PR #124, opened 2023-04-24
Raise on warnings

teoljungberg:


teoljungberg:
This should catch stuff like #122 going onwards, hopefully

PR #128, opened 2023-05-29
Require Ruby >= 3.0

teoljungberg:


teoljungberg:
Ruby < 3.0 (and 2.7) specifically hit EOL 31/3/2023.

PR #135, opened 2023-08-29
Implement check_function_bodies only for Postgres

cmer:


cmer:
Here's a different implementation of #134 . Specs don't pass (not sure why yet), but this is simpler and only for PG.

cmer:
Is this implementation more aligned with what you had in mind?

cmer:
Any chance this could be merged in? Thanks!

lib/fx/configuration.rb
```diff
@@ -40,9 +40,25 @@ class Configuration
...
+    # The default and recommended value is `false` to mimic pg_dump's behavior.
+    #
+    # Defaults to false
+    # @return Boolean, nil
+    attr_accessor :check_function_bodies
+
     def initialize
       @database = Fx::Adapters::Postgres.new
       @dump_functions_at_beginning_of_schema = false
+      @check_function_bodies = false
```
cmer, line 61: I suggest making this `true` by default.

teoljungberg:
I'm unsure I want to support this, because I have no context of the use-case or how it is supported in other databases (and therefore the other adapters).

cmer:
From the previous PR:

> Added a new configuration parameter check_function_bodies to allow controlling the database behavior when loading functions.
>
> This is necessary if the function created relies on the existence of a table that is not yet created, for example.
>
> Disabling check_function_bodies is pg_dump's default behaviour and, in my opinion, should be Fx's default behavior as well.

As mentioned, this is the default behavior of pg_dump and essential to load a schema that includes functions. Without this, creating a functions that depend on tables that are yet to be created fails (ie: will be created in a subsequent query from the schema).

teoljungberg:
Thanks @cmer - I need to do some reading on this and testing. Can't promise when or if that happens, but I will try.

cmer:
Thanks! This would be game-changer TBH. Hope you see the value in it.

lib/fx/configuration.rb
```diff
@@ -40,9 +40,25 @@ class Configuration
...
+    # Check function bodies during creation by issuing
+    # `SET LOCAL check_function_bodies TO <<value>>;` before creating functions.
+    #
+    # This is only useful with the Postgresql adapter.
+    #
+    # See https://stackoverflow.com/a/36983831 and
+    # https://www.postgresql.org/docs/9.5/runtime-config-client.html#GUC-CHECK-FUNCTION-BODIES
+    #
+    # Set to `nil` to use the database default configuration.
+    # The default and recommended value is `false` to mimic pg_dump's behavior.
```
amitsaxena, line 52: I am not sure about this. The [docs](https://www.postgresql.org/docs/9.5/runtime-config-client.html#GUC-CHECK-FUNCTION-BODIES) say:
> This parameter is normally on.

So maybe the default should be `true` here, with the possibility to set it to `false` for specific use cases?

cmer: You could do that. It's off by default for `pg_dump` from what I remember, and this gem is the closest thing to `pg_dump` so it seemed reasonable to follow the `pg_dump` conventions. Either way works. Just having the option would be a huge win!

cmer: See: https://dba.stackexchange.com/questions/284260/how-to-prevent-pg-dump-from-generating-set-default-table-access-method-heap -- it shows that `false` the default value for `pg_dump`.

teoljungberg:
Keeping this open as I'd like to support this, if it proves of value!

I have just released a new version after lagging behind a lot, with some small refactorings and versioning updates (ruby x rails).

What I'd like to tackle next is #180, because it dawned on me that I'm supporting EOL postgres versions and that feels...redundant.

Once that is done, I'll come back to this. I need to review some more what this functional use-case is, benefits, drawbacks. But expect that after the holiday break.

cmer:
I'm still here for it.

▶ TRY IT: Show the lines above that have the word "would".

▶ FINISHED TASK:
Thanks! This would be game-changer TBH. Hope you see the value in it.
cmer: You could do that. It's off by default for `pg_dump` from what I remember, and this gem is the closest thing to `pg_dump` so it seemed reasonable to follow the `pg_dump` conventions. Either way works. Just having the option would be a huge win!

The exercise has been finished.